_TASK DESCRIPTION_. Could you write out exactly the lines from the one that contains "v1.39 stack lands." through the last line of the listing below, both included and nothing more?

_THE RECORDS_.
PR #12382, opened 2026-07-28
fix(backup): resolve reindex backup gate once per precheck, not once per shard

etiennedi:
SuperClaude here.

Fixes the backup reindex-gate RAFT amplification found by **Dirk Kulawiak** while profiling backups. Targets `stable/v1.38`.

## The defect

The reindex backup gate issued one full cluster-wide `ListDistributedTasks` RAFT query **per local shard** — not per backup, not per collection. It fired even when **no reindex was running at all**, so on a multi-tenant node an ordinary backup became N cluster-wide RAFT round trips against the leader.

The chain, as it stood on `stable/v1.38`:

1. `adapters/repos/db/backup.go:66-95` — nested loop over collections × local shards calling `refuseIfReindexInFlight(shardName)` per shard.
2. `adapters/repos/db/reindex_inflight.go:63` — the leaf invoked `activityBuilder()` on **every** call.
3. `adapters/handlers/rest/configure_api.go:1084-1110` — the builder ran `ListDistributedTasks` and rebuilt the whole `map[shardKey]bool` from scratch.

The builder was handed down as a closure and invoked at the leaf, so the cost was invisible at the call site. The wiring comment at `configure_api.go:1074-1080` already documented the intended shape — *"Built per backup precheck so the snapshot is fresh"* — one build per precheck. The implementation built one per **shard**.

Two amplifiers:

- **No short-circuit in the precheck.** `Backupable` deliberately accumulates every per-class/per-shard failure (documented at `backup.go:55-65`) so the operator sees the full list in one canCommit round. An already-doomed backup therefore still walked every remaining shard, one round trip each.
- **Fail-closed feedback loop.** When `ListDistributedTasks` fails the gate refuses all backups until DTM is reachable. Once the leader is unhealthy enough for those queries to start failing, every backup is refused *and* still pays N round trips to discover that N times — against the leader, which is also the sickest node. `cluster/distributedtask/manager.go:871+` takes `RLock` and rebuilds its result map per call, so the receiving end amplifies too.

## The fix

Hoist the resolution out of the leaf into a `reindexGate` built **once per shard-set pass** and passed down to `refuseIfReindexInFlight`.

[...]

PR #12465, opened 2026-08-03
reindex: verify the schema before promoting leftover migration state

etiennedi:
SuperClaude here.

Two fixes to how Weaviate recovers a shard after a crash, a failed index migration, or a restore from backup. Both are the same idea: **check a reliable source instead of guessing from whether a file happens to be there.**

## Fix 1 — don't promote leftover migration state without checking it actually finished

When you change how a collection is indexed (say, changing tokenization), Weaviate builds the new index alongside the old one and swaps them at the end. If the process dies mid-way, leftovers stay on disk and the next startup finishes the job.

The problem: the marker Weaviate used to decide "this migration got far enough to promote" is written **early**, while the migration is still running. A migration that later *failed* leaves behind exactly the same marker as one that was merely interrupted. Startup promoted it either way. Restore a backup taken in that window and the failed attempt's half-built index silently replaces the healthy one.

Startup now reads the collection schema first and only promotes if the schema agrees the migration completed. The decision is made per property, so a migration that was interrupted partway through updating several properties promotes the ones that finished and refuses the rest.

**This is a deliberate behaviour change.** A genuinely interrupted migration is now refused and has to be run again, where before it was promoted silently. That is the point: the old behaviour produced data indexed one way sitting under a schema that describes it another way, which queries cannot address. A migration that has to be redone is better than one that quietly produced wrong answers.

Two supporting changes:
- Migrations that only rewrite an index into an equivalent form (repairs, rebuilds, algorithm changes) still always promote — nothing about their meaning changes, so there is nothing to check.
- Startup used to skip silently when it could not finish this work. It now reports the failure, and refuses to start the shard in the one case where continuing would leave an empty index where real data should be. Where the existing data is still intact it logs and retries on the next startup instead.

## Fix 2 — don't mirror writes into the wrong index

While a migration runs, every incoming write is also written into the new index being built, so it doesn't fall behind. At the moment of the swap the new index takes over the old one's name, and the mirror has to follow it there — that was [#11688](https://github.com/weaviate/weaviate/issues/11688).

Weaviate detected that moment by noticing the in-progress index's name had disappeared. But that name disappears for **two** reasons: the swap, and cleanup tearing down an abandoned migration. Cleanup doesn't switch the mirroring off, so an abandoned migration's writes kept flowing — into the real, live index, encoded the way the abandoned migration wanted rather than the way the collection is actually configured.

Weaviate now tracks whether the swap actually ran, and skips mirroring entirely if it didn't. The flag is set before anything can touch a bucket pointer, so the #11688 behaviour is unchanged.

## Two more found in review

The PR's automated reviewer caught two further cases of the same failure shape, both in code this branch adds. Fixed, with tests:

- **The backup copy was deleted too early.** When finalising a migration, Weaviate removed the property's backup directory and only then looked for the new data to promote. If the new data was missing — a partial restore, a half-finished manual move — it had just deleted the last surviving copy and then returned quietly, leaving startup to create an empty index. The backup is now removed **last**, once the new index is safely in place, and a property with neither a new nor an existing index stops startup with the backup untouched.
- **An unreadable migrations directory was treated as "nothing to do".** A missing directory means exactly that and is the normal case. A directory that exists but cannot be read (permissions, I/O error) means Weaviate cannot tell whether work is pending — and a completed swap leaves the final location empty until finalisation moves the data into it. That case now stops startup so it can be retried once the filesystem problem is fixed.

## Deliberately not in this PR: the range-filter readiness gap

**This PR does not fix range-filter behaviour.** One prong of the original plan was implemented and then dropped, because measuring it showed it does not fix the bug it targets.

The idea was: when cleanup removes an abandoned `enable-rangeable` migration, also delete the empty index it created, so the index's *absence* becomes the signal that it was never populated. Measured A/B, the state after a restart is identical with and without the deletion — startup recreates that index from the schema flag on every boot, so absence survives zero restarts in the one state where the bug is actually live. It was also the only destructive operation in the branch, so dropping it shrinks the risk.

The real fix is very likely to stop the situation arising: `enable-rangeable` is the only migration in its family that flips the collection-wide schema flag as soon as the *first* shard finishes, rather than waiting for all of them. That decision is under discussion and is not part of this PR.

What is kept is a smaller, independent piece: if an in-progress migration's record on disk is unreadable, startup now marks the affected properties as "not ready" rather than skipping them. That is real protection per boot, for as long as the record exists.

The remaining gap is pinned by a passing test, `TestRangeableReadiness_TrackerRemovedUnderFlippedSchema`, whose comment carries the mechanism so nobody has to rediscover it.

<details>
<summary>How each fix was proven (mutation testing)</summary>

Every fix was reverted in place and the suite re-run, to confirm the tests actually catch it. All five were re-proven after the branch was reshaped, because dropping a sibling commit can silently weaken a test that shared a fixture.

| Reverted | Turns red |
|---|---|
| Schema check → always promote | `TestFinalize_MergedResidue_SchemaGate/schema_still_source_refuses_promotion`, `TestFinalize_MergedResidue_PartialSchemaFlip`, 8 rows of `TestMergedPromotionAgreesWithSchema` |
| Startup error reporting → silent skip | `TestFinalize_PendingPromotionWithoutCanonical_FailsLoudly`, `TestFinalize_UnreadablePropertiesButCanonicalIntact_KeepsTracker` |
| Swap check → always mirror | `TestDoubleWrite_AfterCleanup_DoesNotPoisonCanonicalBucket` |
| Swap flag set late instead of first | `TestDoubleWrite_SwapStartedFlag` **and** both `TestReindex_Concurrent{Write,Delete}DuringSwapWindow_NotLost` — the existing #11688 guards |
| Skip unreadable migration records | `TestMarkInFlightRangeableMigrationsNotReady/{missing,unparseable}_payload...` |
| Delete the backup before promoting | `TestFinalize_NothingToPromote_PreservesBackupAndFails` |
| Unreadable migrations dir → carry on | `TestFinalize_UnreadableMigrationsDir_FailsShard` |

The tests build their on-disk state by driving real migration tasks and reloading the shard through the production startup path, not by writing marker files by hand. The two schema-gate cases differ **only** in the schema the shard is reloaded with; the bytes on disk are identical.

</details>

<details>
<summary>Verification</summary>

| Check | Result |
|---|---|
| `go build -mod=mod ./...` | clean |
| `go test -count 1 -race ./adapters/repos/db/...` | 42 packages ok, 0 failures, 0 data races |
| `golangci-lint run ./...` | `0 issues.` |
| `./tools/linter_go_routines.sh` | clean |
| gofmt / gofumpt / goimports | clean |
| `test/acceptance/reindex_backup` against an image built from this branch | 8/8 pass |

One unrelated pre-existing flake was seen and checked: `TestReplicaSnapshotSharedHaltSealsLateWrites` fails roughly 2 runs in 3 **on the base commit**, in a fresh worktree, with no changes from this branch. It is a temp-directory cleanup race, not an assertion failure.

</details>

Base is `stable/v1.38`. Independent of #12382.

— SuperClaude


etiennedi:
SuperClaude here.

`recoverMergedGen` refusing a merged-but-untidied migration deletes the property's ingest directory. For the three `enable-*` types that directory is the only copy of the data: unlike a retokenization, they create a brand-new index, so the canonical bucket the godoc says still "holds the complete pre-migration data" was created empty by `PreReindexHook` and never held any.

Reproduced against this branch alone on `stable/v1.38`, driving real migration tasks and reloading through `initShard`. With the flag still false at the restart, all three types end with an empty canonical bucket and zero query results — rangeable 25 to 0 range hits, filterable 25 to 0 terms, searchable 25 to 0 BM25 hits. The same journey on base returns all 25 in every case. This is independent of weaviate/weaviate#12206, which only widens the rangeable window.

Nothing rebuilds it afterwards: at `merged.mig` the unit is already terminal in RAFT, and the tracker the recovery path needs has just been deleted. (The flag then flipping over the empty index is read from `resolveUnitForPhase` returning `Skip: true`, not executed.)

Moving `ReindexTypeEnableRangeable` to the always-promote arm fixes rangeable and costs one test row, but filterable and searchable cannot move there without defeating the point of the gate. The condition the arms should encode is whether a pre-migration canonical copy exists; where it does not, refusal must keep the sidecars rather than delete them. The current tests assert the destructive behaviour as intended, so they need to move with the fix.

Back to draft until this is resolved.

— SuperClaude

etiennedi:
SuperClaude here.

Closing this as a stale draft. It last moved on 2026-08-04 and targets `stable/v1.38`.

It also conflicts irreconcilably with the reindex work now in flight for v1.39: this branch rewrites `FinalizeCompletedMigrations` (63 references in its diff), and [weaviate/weaviate#12848](https://github.com/weaviate/weaviate/issues/12848) deletes that function outright — 2 defining files at [weaviate/weaviate#12847](https://github.com/weaviate/weaviate/issues/12847)'s head, 0 at 12848's. Whichever landed second would have rewritten the other.

The branch `fix-reindex-recovery-proof-carrying` is untouched, so nothing here is lost and this can be reopened if the approach is still wanted after the v1.39 stack lands.

— SuperClaude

_OUTPUT BELOW_.
The branch `fix-reindex-recovery-proof-carrying` is untouched, so nothing here is lost and this can be reopened if the approach is still wanted after the v1.39 stack lands.

— SuperClaude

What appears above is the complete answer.